A New Day is Dawning

 

Advent I 2020

Mark 13:24-27, Isaiah 64:1-9, 1 Corinthians 1:3-9

            Imagine it is New Year’s Eve or New Year’s Day. Now, I’m not thinking of looking ahead a month or so to now as 2020 yields to 2021, but to what you would normally be doing on normal New Year’s. What are you experiencing? Perhaps some are feeling the result of the holiday punch at last night’s festivities, others feeling a bit of nostalgia for years past, and yet others hopefulness and joy.

Many of us might answer that we are experiencing the hope, or the challenge of a new year and the resolutions we might be making for a new start, a changed behavior, or a healthier lifestyle in the new year. Perhaps some are recalling the joy of simply having another day to spend with loved ones.

Each new year seems to feel like a new start and a new opportunity for many people, for all kinds of things.

We might be experiencing the camaraderie of friends and family as we see in a new year with all its promise. In the years of my youth we were always cooking a big meal for family members who would be joining us later. The Rose Bowl Parade would be accompanying us on the TV as we made our preparations. My dad would be preparing for the football that would take up a large part of the day.

There would be joy, and hope, and something special about that day, regardless of how we were preparing to spend it.

Today, the first Sunday of Advent truly is a New Year’s Day of a kind. For it is on this day that in the church, the “year” resets and we begin a new cycle of readings. In a liturgical church like ours, Advent is a big deal, though living in the world as we are it might be overshadowed by the commercialization and secular rush toward Christmas.

There is a tension in these weeks of Advent, as we hear from our lessons a kind of lament, even as cheery white or colored lights are going up on the inside and outside of our houses.

There is a tension as we sing songs like today’s “Come, Thou Long Expected Jesus” during worship,” and then turn around a sing along to “I’ll Be Home for Christmas,” “Silver Bells,” “O Come All ye Faithful,” or “Grandma Got Run Over By a Reindeer” as we go about the rest of our day.

This year, however, while we long for the cheer, a manifestation of which saw decorations and trees going up extra early all around our neighborhoods and even, perhaps, in your house, the truth is that for many of us and for the world around us, the lament expressed in our lessons today much more closely where our hearts are, than any other Advent season of our memories.

It appears as though this year will go out with as much stress and difficulty as we have experienced for the last nine months of it. COVID has changed our world. With the onset of winter in the northern hemisphere, and increased time indoors, and the inevitable gathering of people for the holidays taking place regardless of the recommendations publicized for public health reasons, the peaks of virus we are experiencing right now are likely to carry us into the new calendar year as well.

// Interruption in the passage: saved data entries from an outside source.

PR #215, opened 2025-04-16
Torch Loader works with compact data.

### LINKED ISSUE #204: Apply level compaction to torch loader

alxmrs:
This PR depends on #211. Fixes #204.

Here is the WandB profile results: https://wandb.ai/m2lines/ocean-emulators/reports/Compaction-and-Vectorization-on-Data-Load-Time--VmlldzoxMjg1MDE4NQ

Conclusions: compaction is at least as fast as before, but often predictably faster.

### DIFF
--- a/scripts/clone_data.py
+++ b/scripts/clone_data.py
@@ -11,13 +11,16 @@
 #   "numcodecs>=0.15",
 #   "distributed",
 #   "tenacity",
+#   "ocean-emulators",
 # ]
+#
+# [tool.uv.sources]
+# ocean-emulators = { path = "../" }
 # ///
 
 import argparse
 import os
 import pathlib
-from collections import defaultdict
 
 import dask
 import dask.diagnostics
@@ -25,38 +28,14 @@ import xarray as xr
 from dask.distributed import LocalCluster
 from tenacity import retry
 
+from ocean_emulators.utils.data import compact_dataset
+
 DATA_ROOT = "https://nyu1.osn.mghpcc.org/m2lines-pubs/Samudra/"
 
 
 @retry
 def robust_open_dataset(target: str, **kwargs) -> xr.Dataset:
     return xr.open_dataset(target, **kwargs)
-
-
-def compact_dataset(ds: xr.Dataset) -> xr.Dataset:
-    data = ds.copy()
-
-    var_groups = defaultdict(list)
-    for key in data.keys():
-        if "_lev_" in (k := str(key)):
-            base_name = k.split("_lev_")[0]
-            var_groups[base_name].append(k)
-
-    def _parse_level(x) -> float:
-        return float(x.split("_lev_")[1].replace("_", "."))
-
-    for base_var, vars_ in var_groups.items():
-        sorted_vars = sorted(vars_, key=_parse_level)
-        levels = [_parse_level(var) for var in sorted_vars]
-        if hasattr(data, "lev"):
-            levels = data.lev.values
-        da = xr.concat([data[var] for var in sorted_vars], dim="lev").assign_coords(
-            lev=("lev", levels)
-        )
-        data[base_var] = da
-        data = data.drop_vars(vars_)
-
-    return data
 
 
 def main(args: argparse.Namespace) -> None:
--- a/src/ocean_emulators/datasets.py
+++ b/src/ocean_emulators/datasets.py
@@ -22,7 +22,7 @@ from ocean_emulators.constants import (
     PrognosticMask,
     PrognosticVarNames,
 )
-from ocean_emulators.utils.data import DataSource, LoadStats
+from ocean_emulators.utils.data import DataSource, LoadStats, conditional_rearrange
 from ocean_emulators.utils.device import get_device, using_gpu
 from ocean_emulators.utils.logging import elapsed
 
@@ -184,11 +184,28 @@ class InferenceDataset(Dataset):
             data_in_ds = data_in_src.normalize()
         else:
             data_in_ds = data_in_src.data
-        data_in_np: np.ndarray = (
-            data_in_ds.to_array()
-            .transpose("window_dim", "time", "variable", "lat", "lon")
-            .to_numpy()
-        )
+
+        if data_in_src.is_compact:
+            data_in_np: np.ndarray = (
+                conditional_rearrange(
+                    data_in_ds,
+                    "window_dim (time variable lev)=var lat lon",
+                    concat_dim="var",
+                )
+                .rename({"var": "variable"})
+                .to_numpy()
+            )
+        else:
+            data_in_np = (
+                data_in_ds.to_array()
+                .transpose("window_dim", "time", "variable", "lat", "lon")
+                .to_numpy()
+            )
+            data_in_np = rearrange(
+                data_in_np,
+                "window_dim time variable lat lon -> "
+                "window_dim (time variable) lat lon",
+            )
         data_in: torch.Tensor = torch.from_numpy(data_in_np).float()
         data_in = torch.where(self.wet, data_in, self.masked_fill_value)
         if not self.normalize_before_mask:
@@ -213,11 +230,22 @@ class InferenceDataset(Dataset):
             data_in_boundary_ds = data_in_boundary_src.normalize()
         else:
             data_in_boundary_ds = data_in_boundary_src.data
-        data_in_boundary_np: np.ndarray = (
-            data_in_boundary_ds.to_array()
-            .transpose("window_dim", "time", "variable", "lat", "lon")
-            .to_numpy()
-        )
+        if data_in_boundary_src.is_compact:
+            data_in_boundary_np: np.ndarray = (
+                conditional_rearrange(
+                    data_in_boundary_ds,
+                    "window_dim time (variable lev)=var lat lon",
+                    concat_dim="var",
+                )
+                .rename({"var": "variable"})
+                .to_numpy()
+            )
+        else:
+            data_in_boundary_np = (
+                data_in_boundary_ds.to_array()
+                .transpose("window_dim", "time", "variable", "lat", "lon")
+                .to_numpy()
+            )
         data_in_boundary: torch.Tensor = torch.from_numpy(data_in_boundary_np).float()
         data_in_boundary = torch.where(
             self.wet_surface, data_in_boundary, self.masked_fill_value
@@ -240,19 +268,32 @@ class InferenceDataset(Dataset):
             label_ds = label_src.normalize()
         else:
             label_ds = label_src.data
-        label_np: np.ndarray = (
-            label_ds.to_array()
-            .transpose("window_dim", "time", "variable", "lat", "lon")
-            .to_numpy()
-        )
-        label: torch.Tensor = torch.from_numpy(label_np).float()
+        if label_src.is_compact:
+            label_np: np.ndarray = (
+                conditional_rearrange(
+                    label_ds,
+                    "window_dim (time variable lev)=var lat lon",
+                    concat_dim="var",
+                )
+                .rename({"var": "variable"})
+                .to_numpy()
+            )
+        else:
+            label_np = (
+                label_ds.to_array()
+                .transpose("window_dim", "time", "variable", "lat", "lon")
+                .to_numpy()
+            )
+            label: torch.Tensor = torch.from_numpy(label_np).float()
         label = torch.where(self.wet, label, self.masked_fill_value)
         if not self.normalize_before_mask:
             label = self._prognostic_src.normalize_with(label, variable_axis=2)
         label = rearrange(
-            label,
-            "window_dim time variable lat lon -> window_dim (time variable) lat lon",
-        )
+                label,
+                "window_dim time variable lat lon -> "
+                "window_dim (time variable) lat lon",
+            )
+
         return label
 
     def get_coords_dict(self):
@@ -618,27 +659,42 @@ class TorchTrainDataset(Dataset):
     def __getitem__(self, idx: int):
         start_time = time.perf_counter()
         TD = TrainData(self.num_prognostic_channels)
+        x_indexes = [self._get_x_index(idx, step) for step in range(self.steps)]
+        x_index = xr.concat(x_indexes, dim="step")
 
-        for step in range(self.steps):
-            x_index = self._get_x_index(idx, step)
+        if self._prognostic_src.is_compact:
+            prognostic_all = torch.from_numpy(
+                conditional_rearrange(
+                    self._prognostic_src.data.isel(time=x_index),
+                    "(variable lev)=var time lat lon",
+                    concat_dim="var",
+                )
+                .rename({"var": "variable"})
+                .to_numpy()
+            )
+        else:
             prognostic_all = torch.from_numpy(
                 self._prognostic_src.data.isel(time=x_index)
                 .to_array()
-                .transpose("time", "variable", "lat", "lon")
+                .transpose(
+                    "step", "time", "variable", "lat", "lon"
+                )
                 .to_numpy()
             )
-            boundary = torch.from_numpy(
-                self._boundary_src.data.isel(time=x_index)
-                .to_array()
-                .transpose("time", "variable", "lat", "lon")
-                .to_numpy()
-            )
+        boundary = torch.from_numpy(
+            self._boundary_src.data.isel(time=x_index)
+            .isel(time=self.hist, drop=True)
+            .to_array()
+            .transpose("step", "variable", "lat", "lon")
+            .to_numpy()
+        )
 
-            input_, label = self._get_input_and_label(prognostic_all, boundary)
+        input_, label = self._get_input_and_label(prognostic_all, boundary)
 
+        for i in range(input_.shape[0]):
             TD.insert(
-                input_=input_,
-                label=label,
+                input_=input_[i],
+                label=label[i],
             )
 
         TD.load_stats = LoadStats(time.perf_counter() - start_time)
--- a/src/ocean_emulators/datasets.py
+++ b/src/ocean_emulators/datasets.py
@@ -1,4 +1,3 @@
-import dataclasses
 import logging
 import time
 from typing import Any
--- a/src/ocean_emulators/datasets.py
+++ b/src/ocean_emulators/datasets.py
@@ -59,11 +59,9 @@ class InferenceDataset(Dataset):
         self.device = get_device()
 
         self.hist = hist
-        self.src = src
         data = src.data
 
         self.num_prognostic_channels = (hist + 1) * len(prognostic_var_names)
-        data = src.data
         self._prognostic_src = src.filter(prognostic_var_names, prefix="prognostic")
         self._boundary_src = src.filter(boundary_var_names, prefix="boundary")
         self._times = data.time
--- a/src/ocean_emulators/datasets.py
+++ b/src/ocean_emulators/datasets.py
@@ -1,3 +1,4 @@
+import dataclasses
 import logging
 import time
 from typing import Any
@@ -59,6 +60,8 @@ class InferenceDataset(Dataset):
         self.device = get_device()
 
         self.hist = hist
+        self.src = src
+        data = src.data
 
         self.num_prognostic_channels = (hist + 1) * len(prognostic_var_names)
         data = src.data
--- a/src/ocean_emulators/datasets.py
+++ b/src/ocean_emulators/datasets.py
@@ -716,12 +716,13 @@ class TorchTrainDataset(Dataset):
             tensor: torch.Tensor,
             src: DataSource,
             mask: torch.Tensor,
+            variable_axis: int = 2,
         ) -> torch.Tensor:
             if self.normalize_before_mask:
-                tensor = src.normalize_with(tensor, variable_axis=1).float()
+                tensor = src.normalize_with(tensor, variable_axis=variable_axis).float()
             tensor = torch.where(mask, tensor, self.masked_fill_value)
             if not self.normalize_before_mask:
-                tensor = src.normalize_with(tensor, variable_axis=1).float()
+                tensor = src.normalize_with(tensor, variable_axis=variable_axis).float()
             return tensor
 
         prognostic_steps = normalize_and_mask(
@@ -729,7 +730,7 @@ class TorchTrainDataset(Dataset):
         )
         if boundary_steps is not None:
             boundary_steps = normalize_and_mask(
-                boundary_steps, self._boundary_src, self.wet_surface
+                boundary_steps, self._boundary_src, self.wet_surface, variable_axis=1
             )
 
         # Flatten time and variable dimensions
--- a/src/ocean_emulators/datasets.py
+++ b/src/ocean_emulators/datasets.py
@@ -59,9 +59,9 @@ class InferenceDataset(Dataset):
         self.device = get_device()
 
         self.hist = hist
-        data = src.data
 
         self.num_prognostic_channels = (hist + 1) * len(prognostic_var_names)
+        data = src.data
         self._prognostic_src = src.filter(prognostic_var_names, prefix="prognostic")
         self._boundary_src = src.filter(boundary_var_names, prefix="boundary")
         self._times = data.time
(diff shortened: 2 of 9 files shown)


src/ocean_emulators/datasets.py
```diff
@@ -321,15 +322,27 @@ def _get_prognostic(self, x_index):
...
-            .transpose("window_dim", "time", "variable", "lat", "lon")
-            .to_numpy()
-        )
-        data_in_np = rearrange(
-            data_in_np,
-            "window_dim time variable lat lon -> window_dim (time variable) lat lon",
-        )
+        if src_in.is_compact:
+            data_in_np: np.ndarray = (
+                conditional_rearrange(
```
alxmrs, line 187: Once #165 is landed, we'll no longer need this `conditional_rearrange()` function.

src/ocean_emulators/utils/data.py
```diff
@@ -59,9 +94,12 @@ def map(
             tuple[xr.Dataset, xr.Dataset, xr.Dataset],
         ],
         *,
-        suffix: str,
+        suffix: str | None = None,
```
alxmrs, line 120: This is unrelated to compaction; I just thought it was nice-to-have.

src/ocean_emulators/utils/data.py
```diff
@@ -37,20 +38,54 @@ class DataSource:
     means: xr.Dataset
     stds: xr.Dataset
 
+    @cached_property
+    def is_compact(self) -> bool:
+        """Check if the data source is compact."""
+        return all(
+            v in d
+            for v in ["so", "uo", "vo", "thetao"]
```
jder: Is there something in constants.py we could use instead of hard-coding these here?

src/ocean_emulators/utils/data.py
```diff
@@ -37,20 +38,54 @@ class DataSource:
...
+            for d in [self.data, self.means, self.stds]
+        )
+
     def filter(
         self,
         var_names: PrognosticVarNames | BoundaryVarNames,
         *,
         prefix: str,
     ) -> Self:
         """Filter the data source to only include the specified variables."""
```
jder: Maybe we could use a comment or expanded doc string about the behavior of this function (or class?) with compact data? Looking at the code it seems like it expects that callers might pass in var_names with some (but not all) levels? Presumably we require that the set of levels is the same across all vars?

src/ocean_emulators/utils/data.py
```diff
@@ -59,9 +94,12 @@ def map(
...
         ],
         *,
-        suffix: str,
+        suffix: str | None = None,
     ) -> Self:
         """Map the function over the data source."""
+        if suffix is None:
+            suffix = func.__qualname__
+
         data, means, stds = func(self.data.copy(), self.means.copy(), self.stds.copy())
```
jder, line 126: So given there's no change here, this means that map bodies (and map_data bodies) must be aware that data may or may not be compact, right? Maybe this is too big of a change, but would it be possible to somehow hide the compact-vs-not distinction as part of this class's API?

src/ocean_emulators/utils/data.py
```diff
@@ -150,6 +211,30 @@ def from_config(cls, cfg: TrainConfig | EvalConfig, *, use_dask: bool) -> Self:
         )
 
 
+def conditional_rearrange(
+    data: xr.Dataset, pattern: str, except_dim="lev", concat_dim="variable"
+) -> xr.DataArray:
+    assert except_dim in pattern, f"{except_dim} must be in the pattern."
+    data_ = data.copy()
```
jder: I don't think you need this copy.

src/ocean_emulators/utils/data.py
```diff
@@ -150,6 +211,30 @@ def from_config(cls, cfg: TrainConfig | EvalConfig, *, use_dask: bool) -> Self:
         )
 
 
+def conditional_rearrange(
+    data: xr.Dataset, pattern: str, except_dim="lev", concat_dim="variable"
+) -> xr.DataArray:
```
jder, line 271: I think a doc comment would help with understandability here.

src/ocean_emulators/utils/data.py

In the past few months, some of us have lost loved ones to COVID, others have been separated from the ones they loved in their last days because of COVID. Many of us are following mandates and keeping to ourselves this holiday season, with great departures from our normal activities. And we are sad.

The environment around us is so different, our activities so different, our lives are so very different from what they were just a year ago. Some of us are trying our hardest to accept the changes in our lives with grace and humor – an enormous feat some days.

Others of us are angry at the restrictions placed on our lives or on the insensitivity of others whom we judge as selfish, willing to risk or reduce the quality and quantity of our lives in order to maintain the quality and desires of theirs. This has created enormous divisions between many of us and our neighbors.

The season that takes its name from the Latin adventus – “coming” – looks ahead to the second coming of Christ in power and glory. As much, if not more, than the first coming of Jesus in the flesh of the Christ child at Bethlehem, we relatively affluent Christians have largely allowed the cultural impetus of the Christmas season which begins earlier and earlier each year, to mark our time and our celebration not of the coming of Christ, but of a grand reason to overconsume, whether overconsumption be in the form of eating, partying, decorating, or shopping.

Making the season a time of restraint and contemplation for the hopeful anticipation of God’s in-breaking into our lives? Well, maybe we can make room for that too, if we must. All too often, however, such “preparation” is relegated to singing a few bars of “O Come, O Come, Emmanuel” in church on Sundays.

For many if not all of us, however, this year really is different. The thing is, it is different not in a way that we perceive as holy, but a way we experience as burdensome, sad, and indeed, lamentable.

The reading from Isaiah might strike us in a very accessible way therefore, much more so than in years past. The prophet’s words are full of lament.

“We all fade like a leaf,
  and our iniquities, like the wind, take us away.
 There is no one who calls on your name,
  or attempts to take hold of you;
 for you have hidden your face from us,
  and have delivered us into the hand of our iniquity,” writes the author.

Whether we have lost loved ones this year or lost the ability to gather and visit with our friends and family, whether we are grieving the loss of employment, or life’s rituals and celebrations that we feel were stolen from us, whether our experiences of lament are over the tangible or intangible changes the pandemic has wrought in our lives, we have all been changed by 2020.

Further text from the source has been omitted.